Do curves generate their Jacobians? Let $A$ be an abelian variety of dimension $g$ over an algebraically closed field, and let $C\subset A$ be a curve, not necessarily smooth. We say that $C$ generates $A$ if every point $a\in A$ can we written under the group law as a sum of $g$ points on $C$. This is also equivalent to $A$ being the smallest abelian variety containing $C$. I think the following is true but I do not know how to prove it:

If $C$ is a smooth genus $g$ curve and $A=J(C)$ is its Jacobian, then $C$ generates $A$.

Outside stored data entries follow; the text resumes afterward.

PR #1635, opened 2026-08-20
feat(home): add a "Recently opened" widget beside "Recently edited"

h4yfans:
## Summary

A note you open but never edit surfaces nowhere. The existing Home widget sorts by `note_cache.modified_at`, so read-only reference notes are invisible on the dashboard. The report behind this framed it as a naming problem — a user read "Recently Edited" as "Recently opened" — but the label already says "Recently edited" and every row subtitle already says "edited {time}". The misread was an expectation gap, not a wording one, so **nothing is renamed here**; the missing widget is the fix. The two now sit side by side, and the row subtitle ("opened 12m ago" vs "edited 3m ago") is what tells them apart.

**The trail is device-local, on purpose.** It is not a sync item type: a write per note activation is a far higher push rate than per edit, and the CRDT sweep is already pacing against 429s. Board layout still syncs unchanged through the existing `home_page` item, so the widget's position travels between devices with **no new sync code**.

What landed:

- **`recently_opened`** (data DB) stores `{ item_id, item_type, opened_at }` only — one upserted row per note, pruned to 50. Title and emoji resolve from the note cache at read time, so a renamed note reads correctly and a deleted one drops out, rather than lingering under the stale denormalized title `search_reasons` keeps.
- **Migration 0053** seeds once from `search_reasons` so the widget is not born empty on an existing install. A copy, not a link — the tables diverge from there.
- **The signal is renderer-side**: the active note tab must hold focus for 2s before it counts, and repeat visits inside a minute do not write again. `note_opened` telemetry cannot stand in — it fires on every `notes:get`, including react-query refetches after a save or a peer sync.
- **`item_type`** is carried but always `'note'` for now; canvas and journal can join later without a schema migration.
- **Not added to the default board seed** — a fresh device has no history, so seeding it would greet every new install with an empty card. Available from the gallery.

### Reviewer notes

- **Backward compat.** `WidgetFrame`'s `onRemove` is now optional and omitted for a widget type this build does not know. Boards are whole-row LWW, so before this an older app pulling a newer widget could delete it out from under the device that added it — a silent undo, not a crash. The guard applies to every widget added from here on.
- **Two DBs, no join.** The trail lives in the data DB and `note_cache` in the index DB, so resolution happens in code rather than SQL. The trail deliberately does *not* live in the index DB: that one is a rebuildable cache, and a reindex would wipe the history.
- **Known pre-existing red, untouched:** `fts-corruption.test.ts` → "cannot empty a corrupt table" fails on `main` too; nothing in this diff reaches search/FTS.

## Release note

Home has a new **Recently Opened** widget for the notes you read but never edited — a companion to Recently Edited. Its list stays on the device that made it; the widget itself moves between machines like any other.

## Test plan

- `pnpm --filter @memry/desktop test:main` — new `recently-opened` query suite 6/6 (ordering, one-row-per-note upsert, live title resolution, deleted-note drop, retention prune, caller limit)
- `pnpm exec vitest --project renderer` (full) — 7714 passed; new hook suite covers dwell, tab-flip-past, throttle, post-window re-record, non-note tabs
- home renderer suite 83/83 · migration suites 15/15 · `ipc/index.test.ts` 4/4
- `pnpm typecheck` (web/node/test) · `pnpm lint` · `pnpm ipc:check` · `pnpm check:architecture` · `pnpm check:contracts` · `i18n:check` — all green
- `pnpm docs:impact --base <merge-base> --strict` · `pnpm docs:build` — green
- Not done: no manual run of the packaged app. The dwell/throttle signal is exercised by unit tests with fake timers, but a real open-a-note pass is worth doing before this leaves draft.


h4yfans:
### Migration renumbered to 0054 — it was being silently skipped

Caught while dogfooding: `recents:list` failed at runtime with `SqliteError: no such table: recently_opened`.

The branch minted `0053_recently_opened` with `when` hand-picked as 0052+1ms (`1787168001775`). main then shipped **`0053_custom_icons` with the identical value** — same synthetic step off the same predecessor. Drizzle applies a migration iff `lastApplied < folderMillis` and never compares hashes, so on any vault that had already taken main's 0053 the watermark landed *exactly* on ours, the `<` test failed, and `CREATE TABLE recently_opened` was skipped with no error at all.

Fixed by merging main and renumbering to **`0054_recently_opened`** with `when` from a real `Date.now()` (`1787226759433`), above main's tip. Verified by replaying the migration folder against a copy of a real dev vault that was already stuck at the colliding watermark — the table is created and the one-time `search_reasons` hand-off seeds it.

Worth flagging for reviewers: `migrate-journal.test.ts` could not have caught this. It asserts the newest journal entry beats earlier entries *on the same branch*; it cannot see a sibling branch claiming the same number and the same timestamp. The durable rule is the one this violated — a migration's `when` must be a real wall-clock `Date.now()` at authoring time, never a hand-picked offset.

**Merge fallout, taking main's side:** `WidgetFrame` no longer carries a `ConfigEditor` prop (the optional `onRemove` guard is re-applied on top of main's shape), and tab persistence moved to `useTabSessionPersistence`.

Re-verified after the merge: renderer suite **646 files / 7736 passed**, migration + journal + query + ipc suites **25/25**, typecheck (web/node/test), lint, ipc:check, check:architecture, check:contracts, i18n:check, docs:impact --strict, docs:build — all green. Native ABI was flipped to node for the main tests and returned to electron afterwards.

PR #1656, opened 2026-08-20
feat(sidebar): drag the sections into your own order, synced per vault

### LINKED ISSUE #1645: Sidebar section order is hardcoded — let users reorder Collections, Bookmarks, Tags
Parent epic: #1625 (madde **G8**) · Kaynak: Reddit geri bildirimi, 20 Ağu 2026 · Sürüm: `v2026-08-17`

> "I'd also like to be able to order the sidebar to choose the order of collections, bookmarks, canvases, etc."

## Durum — bugün mümkün değil, kod seviyesinde sabit

`apps/desktop/src/renderer/src/components/app-sidebar.tsx` bölümleri **elle yazılmış JSX** olarak, kaynak sırasıyla render ediyor:

```
app-sidebar.tsx:493   {/* SCROLLABLE SECTION - Collections, Bookmarks, Tags … */}
app-sidebar.tsx:568   <NotesTree … />                 (SidebarSection içinde)
app-sidebar.tsx:683   <SidebarSection id="tags"> <SidebarTagList … /> </SidebarSection>
```

Sıra veriden gelmiyor; `sidebar-nav.tsx:29`'daki *"Already filtered to the visible sections, in display order"* yorumu üst nav içindir, bu bölümleri kapsamaz. Bölüm **içinde** sürükleyerek sıralama yalnızca projelerde var (`sortable-project-list.tsx`).

## Yapılacak

- [ ] Bölümleri bir diziden sür: `{ id, label, render }` listesi + kalıcı `sectionOrder: string[]`
- [ ] Bölüm başlıklarına sürükle-bırak (dnd-kit zaten projelerde kullanılıyor)
- [ ] Sıra ayarlarda saklansın ve cihazlar arası sync'lensin
- [ ] **Geriye dönük uyum:** kayıtlı sırada olmayan yeni bir bölüm eklendiğinde varsayılan konumuna düşmeli, listeden kaybolmamalı. Bilinmeyen id'ler sessizce atılmalı.
- [ ] Bölümü gizleme de aynı ekranda mantıklı — kapsamı büyütmeden önce karar ver

Yakın istek: kullanıcı "collections, bookmarks, canvases" diyor; bugünkü bölümlerin tam listesini `app-sidebar.tsx`'ten çıkar ve issue'ya yaz.

h4yfans:
Closes #1645.

## What

The sidebar's five sections (Collections, Projects, Bookmarks, Canvases, Tags) rendered in the order they were written into `app-sidebar.tsx`. Nothing about that order came from data, so nobody could change it. Now each section header carries a drag handle and the order is yours.

- **Handle, not header.** The grip sits in the gutter the header already leaves free, so revealing it on hover shifts nothing, and the header's own click still expands and collapses. Putting dnd-kit's listeners on the header button itself would have taken <kbd>Space</kbd>/<kbd>Enter</kbd> away from toggling; on the grip they give keyboard reordering for free.
- **Persisted + synced.** The order lives in `sidebar.sectionOrder`, next to `sidebar.sortModes` from #1648 — per vault, synced, one field clock for the whole list. Reordering moves every section at once, so two devices dragging concurrently must resolve to one of the two orders; per-entry clocks would merge them into a third order neither user asked for.
- **Forgiving in both directions** (the backward-compat requirement in the issue): ids this build does not render are dropped, and a section missing from a saved order is re-inserted *after the default sibling that precedes it* rather than appended to the bottom. A section added by a later version lands in its intended slot, and Canvases keeps its place across its feature flag going off and back on.
- **No nested DndContext.** The sidebar already sits inside the app-level one (`App.tsx` → `DragProvider`); nesting would re-register the project rows on the inner context, which is what makes dropping a task onto a sidebar project work. The reorder subscribes with `useDndMonitor` instead, and a drop on anything that is not a section leaves the order alone.

Section *hiding* — the last, optional bullet on the issue — is deliberately not in here. It is a separate decision about what a hidden section does to the ⌘-number shortcuts and the drill-down surfaces, and folding it in would have doubled the surface of this change.

## Also

`SidebarSectionAction` extracts the icon-button-with-tooltip that `app-sidebar.tsx` repeated six times. Without it the file crosses the 800-line lint ceiling.

## Tests

- `sidebar-section-order.test.ts` — the resolver: unknown ids, duplicates, a section the saved order never saw (first, middle, several at once), and the drop rules.
- `app-sidebar.section-order.test.tsx` — the sidebar renders the saved order, slots in what the order does not mention, ignores an id it cannot render, and names every handle.
- `settings-handler.test.ts` — an inbound order is written to the data DB and broadcast, and a merge that carries no order leaves the stored one alone.
- `sidebar-section-order.e2e.ts` (5 cases) — the real drag: default order on a fresh vault, drag + persist + survive reload, an older build's saved order, a drag with the sections expanded over project rows, and a drop on itself.

Mutation-checked: breaking the fallback slot fails the unit tests, and a no-op reorder handler fails two e2e cases.

## Verification

`pnpm typecheck` · `pnpm lint` · `pnpm check:architecture` · `pnpm check:contracts` · `pnpm ipc:check` · `i18n:check` · vitest renderer 7814 / main 7182 / shared 2558 / preload 30 · `pnpm test:e2e sidebar-section-order` 5 passed, plus `sidebar-reveal-new-note` + `settings-persistence` as neighbours · `pnpm docs:impact --strict` + `pnpm docs:build`.

Note: `pnpm test` also fails on `packages/i18n`'s `icu-brace-style` for `canvas.link.useUrl` — pre-existing on `main`, untouched here.


h4yfans:
Follow-up: the drag itself was broken, not just rough — fixed in `dc2998408`.

**Why it snapped back.** The sidebar shares the app-level `DndContext`, whose collision detection answers `project` for any drag whose pointer is inside a sidebar project row. dnd-kit nulls a sortable's transform the moment `over` is not one of that sortable's own items (`useSortable`: `displaceItem` needs a valid `overIndex`), so the section jumped back to its resting place mid-drag and a drop there reordered nothing. A section drag now only ever resolves to another section.

**Why it "got lost".** Among sections it resolved by closest *center* — and a section's center is the middle of its content, nowhere near the handle once Collections has its tree open. Sections now resolve by pointer.

**Feedback rebuilt around the same fact.** Sections are as tall as their content, so sliding them out of each other's way threw the sidebar around, and carrying one covered whatever it was being dropped onto. The section now stays put and dims, its name rides the pointer as a small label, and a terracotta line marks the boundary it will land on. Nothing else moves. The label is driven by an offset this component tracks itself: the app mounts a `DragOverlay` for tasks, and a sortable inside a context that has one never receives the drag source's own transform.

**Regression tests** (e2e, 8 cases in `sidebar-section-order.e2e.ts`): the dragged label keeps following the pointer while it is over a project row (this asserted `-3px` before the fix), a tall expanded Collections still reaches the bottom of the list, and the target section shows `data-drop-edge` while every other section's transform stays `0`. Plus unit tests for `sectionDropEdge`.

Issue #1670, opened 2026-08-20
Navigate from a map node back into the note


h4yfans:
## Parent

Part of #1667.

## What to build

The map becomes navigation, not just a picture.

Clicking a node in the map closes the map and lands the user at that place in the note. Two steps are both required: the editor is hidden while the map is showing, and the content area gates its own rendering, so the target block may not exist in the document yet. The existing "scroll to a block that may not be rendered yet" mechanism is what handles that.

The outline panel stays visible in map mode, and clicking a heading there must behave identically — one control must not have two behaviours depending on what else is on screen.

## Acceptance criteria

- [ ] Clicking a heading node closes the map and lands at that heading, including when the target block has not been rendered yet.
- [ ] Activating a node from the keyboard does the same thing as clicking it.
- [ ] Clicking the root node returns to the top of the note.
- [ ] Clicking a heading in the outline panel while the map is showing takes the identical path as clicking the corresponding map node.
- [ ] Navigation works both from the tree-role projection and from the drawn map.
- [ ] Tests cover each path and assert that the outline and the map call the same handler.

## Blocked by

- #1668
- #1669

Issue #1667, opened 2026-08-20
Note mind map: a note's structure as an in-place canvas view


h4yfans:
## Problem Statement

A note's structure is invisible while you are inside it. Headings, nested lists,
tasks and wiki links form a real hierarchy, but the editor shows that hierarchy
one line at a time, and the outline panel flattens it into a 1D list. When a
note grows past a screenful, the user loses the shape of their own thinking:
which sections are heavy, which are stubs, where the branches split, and which
other notes this one reaches out to.

The two surfaces that exist today each answer a different question. The outline
panel answers "where am I right now". The graph view answers "what does this
note link to". Neither answers "what is the shape of this note".

## Solution

A mind map of the note's own structure, rendered in place of the note body
behind a toggle in the note header.

Press the toggle and the title, properties, tags and editor body are replaced by
a mind map: the note title as the root, headings branching by level, list items
and tasks branching underneath, container blocks (toggles, callouts) opening
into their children, and wiki links appearing as their own visually distinct,
clickable leaves. The header, breadcrumb and overflow menu stay exactly where
they were. Press the toggle again and the note comes back, unchanged, with undo
history and cursor position intact.

Every node is clickable: a heading or list node returns to the note and scrolls
to that block; a wiki-link node opens the linked note; a task node opens the
task.

The map is a derived, read-only view — it is regenerated from the note, never
edited in place, and it is never a canvas file the user has to maintain. A
separate action exports it (PNG/SVG) or mints a one-shot canvas snapshot that
then detaches completely and becomes an ordinary, fully user-owned canvas.

## User Stories

1. As a note-taker, I want to see my note's headings as a branching map, so that
   I can grasp the note's shape without scrolling through it.
2. As a note-taker, I want the note's title to be the root of the map, so that
   the map is unmistakably about this note.
3. As a note-taker, I want sub-headings to branch off their parent heading, so
   that I can see how sections nest.
4. As a note-taker, I want list items to branch off the heading they sit under,
   so that I can see the detail beneath each section.
5. As a note-taker, I want nested list items to branch off their parent item, so
   that indentation I already wrote is preserved visually.
6. As a note-taker, I want numbered list items to keep their numbers in the map,
   so that ordered steps stay ordered.
7. As a note-taker, I want toggle blocks to open into their children in the map,
   so that content I collapsed in the editor is still discoverable.
8. As a note-taker, I want callouts to branch into their children, so that a
   callout holding a checklist is not reduced to a single node.
[...]

PR #1686, opened 2026-08-21
test(notes): cover the mind-map journey end to end

h4yfans:
## Why this exists

Epic #1667's testing decisions ask for exactly one end-to-end journey:

> open a note, toggle, see the map, click a heading node, land back in the editor at the right block.

None of the eight tickets' acceptance criteria claimed it — #1670 left it out deliberately, since its own ACs did not list it — so it was the one thing the epic asked for that nothing owned. This is it.

It matters more than its size suggests. The drawing is a bitmap surface: no unit test can see a node inside it, click one, or read a label off it. Everything below the canvas is proven by the pure entry point and by renderer tests against the accessible tree; this is the only test that proves the whole thing works when it is actually running.

## What it covers

**1. The journey.** Seed a note with five headings and enough filler to make the page taller than the viewport, open it, press the header toggle, and assert:

- the toggle reports `aria-pressed="true"` and the map appears;
- the editor is **attached but not visible** — the two halves are separate assertions on purpose, because "attached" is the undo-history guarantee and "not visible" is the replacement;
- the map region's label names the note;
- all five headings reached the tree;
- activating the **last** heading closes the map, brings the editor back, and lands on that heading — and the note's first `h1` is no longer in the viewport, which is the assertion that fails if the toggle closes without navigating.

The note is long on purpose. In a short note "the heading is on screen" is already true before the click, and the test would pass without the feature working.

**2. The undo guarantee.** The unit suite asserts it structurally — the editor instance is the same object across a toggle round trip. This asserts what that buys: type, look at the map, come back, undo, and find the typing undone rather than the history gone. Had the map unmounted the editor, the collaborative undo manager would have gone with it.

## Keyboard, not pointer — deliberately

The node is activated with `Enter`, not a click. The tree is `sr-only`, one pixel underneath the drawing, and a pointer never reaches it in the product either: a mouse user clicks the drawn box on the canvas, a keyboard or screen-reader user walks this tree. Driving it from the keyboard is what the layer is for, and it doubles as the acceptance check that keyboard activation does the same thing a click does.

Two earlier failures were both the test being wrong, not the feature: driving an `sr-only` layer with a pointer, and a block id that appears on more than one node in a rendered block (the app's own `scrollToHeadingBlock` scopes its lookup and takes the first match for the same reason).

## Verification

Run against a fresh production build — the suite launches `out/` and only rebuilds when `BUILD_BEFORE_TEST` is set, so a stale bundle silently tests old code:

```
MEMRY_ENV=production pnpm exec electron-vite build     exit 0   ✓ built in 13.03s
bash scripts/ensure-native.sh electron                 exit 0

pnpm exec playwright test tests/e2e/mind-map.e2e.ts    exit 0
  ✓ 1 [electron] › Note mind map › opens a note as a map and lands back on the heading a node names (14.0s)
  ✓ 2 [electron] › Note mind map › keeps undo history across a trip to the map and back (13.9s)
  2 passed (28.3s)
```

Repository gates:

```
pnpm lint                                    exit 0   108 problems (0 errors, 108 warnings), all pre-existing
pnpm typecheck                               exit 0   Tasks: 17 successful, 17 total
pnpm --filter @memry/desktop i18n:check      exit 0   ok: i18n check passed
pnpm docs:impact --base origin/main --strict exit 0   no desktop/sync-server docs-relevant changes detected
```

One new test file, no production code touched.

Part of #1667.

### DIFF
--- a/apps/desktop/tests/e2e/mind-map.e2e.ts
+++ b/apps/desktop/tests/e2e/mind-map.e2e.ts
@@ -1,0 +1,162 @@
+/**
+ * Note mind map E2E
+ *
+ * The one end-to-end journey the mind-map epic (#1667) asks for: open a note,
+ * press the header toggle, see the note's structure as a map, click a heading
+ * node, and land back in the editor at that heading.
+ *
+ * This journey is only reachable because the map ships a `role="tree"` DOM
+ * projection alongside the drawing. The drawing itself is a bitmap surface —
+ * Playwright cannot see a node inside it, cannot click one, and cannot read a
+ * label off it. The tree layer exists for screen readers, for keyboard users,
+ * and for exactly this file.
+ *
+ * The second test is the undo guarantee. The unit suite asserts it structurally
+ * (the editor instance is the same object across a toggle round trip); here it
+ * is asserted the way a user would notice it — type, look at the map, come back,
+ * undo, and find the typing undone rather than the history gone.
+ */
+
+import { test, expect } from './fixtures'
+import type { Page } from '@playwright/test'
+import {
+  waitForAppReady,
+  waitForVaultReady,
+  seedNote,
+  SELECTORS,
+  SHORTCUTS
+} from './utils/electron-helpers'
+import { waitForNoteById, openNoteByHandle } from './utils/note-sync-helpers'
+
+const NOTE_TITLE = 'Mind Map Journey'
+
+/**
+ * Long on purpose. The point of the last assertion is that the editor SCROLLED
+ * to the clicked heading, so the note has to be taller than the viewport —
+ * otherwise "the heading is on screen" is true before the click as well and the
+ * test passes without the feature working.
+ */
+const FILLER = Array.from(
+  { length: 12 },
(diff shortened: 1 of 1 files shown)


h4yfans:
Completing the gate output — the repo-wide suite finished after the PR was opened.

```
pnpm test                     exit 1
  [ERR_PNPM_RECURSIVE_EXEC_FIRST_FAIL] Command was killed with SIGSEGV
  (Segmentation fault): vitest run --config config/vitest.config.ts
  Tasks: 8 successful, 9 total
  No failing spec named, no "Test Files ... failed" line — the worker was killed.

pnpm test:desktop             exit 0
  Test Files  1379 passed | 3 skipped (1382)
       Tests  17991 passed | 1 expected fail | 13 skipped (18005)
```

The `pnpm test` red is the known turbo flake (the runner is killed mid-stream, no test is reported failing); the direct desktop run is green. Reported rather than summarised, since a red gate that reads green is exactly the failure mode worth avoiding here.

The curve is thought of as embedded via an Abel-Jacobi mapping in $J(C)$, here. Does anyone know if this is true, and how to prove it?
Thanks a lot!
 A: By the Abel-Jacobi theorem, $J(C) \cong Pic^0$ where $Pic^0$ is parametrizing degree $0$ divisors modulo linear equivalence on $C$. The embedding of $C$ is given by $p \rightarrow p - p_0$ for some fixed $p_0 \in C$. Then every degree zero divisor is linearly equivalent to the sum of $g$ such elements $p_i - p_0$, i.e. to $p_1 + ... + p_g - g p_0$ for some $p_i \in C$. 
Indeed, given a general degree zero divisor $\sum_{i = 1}^{n} p_i - \sum_{i =1}^{n} q_i$, we can assume $n \geq g$ by otherwise filling up the sum with $p_0 - p_0$. By Riemann Roch, we know that a divisor of degree greater or equal to $g$ is effective, thus if $n > g$ we can replace $\sum_{i =1}^n p_i - \sum_{i=1}^{n-g} q_i$ by an effective divisor. In other words, we can assume $n = g$. 
So we have reduced to the case $\sum_{i = 1}^{g} p_i - \sum_{i =1}^{g} q_i$. We now replace the $p_i$ by $p_i' = p_0 + p_i - q_i$ (which are of degree one, possibly not effective) and get $\sum_{i = 1}^{g} p_i - \sum_{i =1}^{g} q_i = \sum_{i = 1}^{g} p_i' - g p_0$. Finally, $\sum_{i = 1}^{g} p_i'$ is of degree $g$, so as above we can replace it by something effective and get the representation we wanted.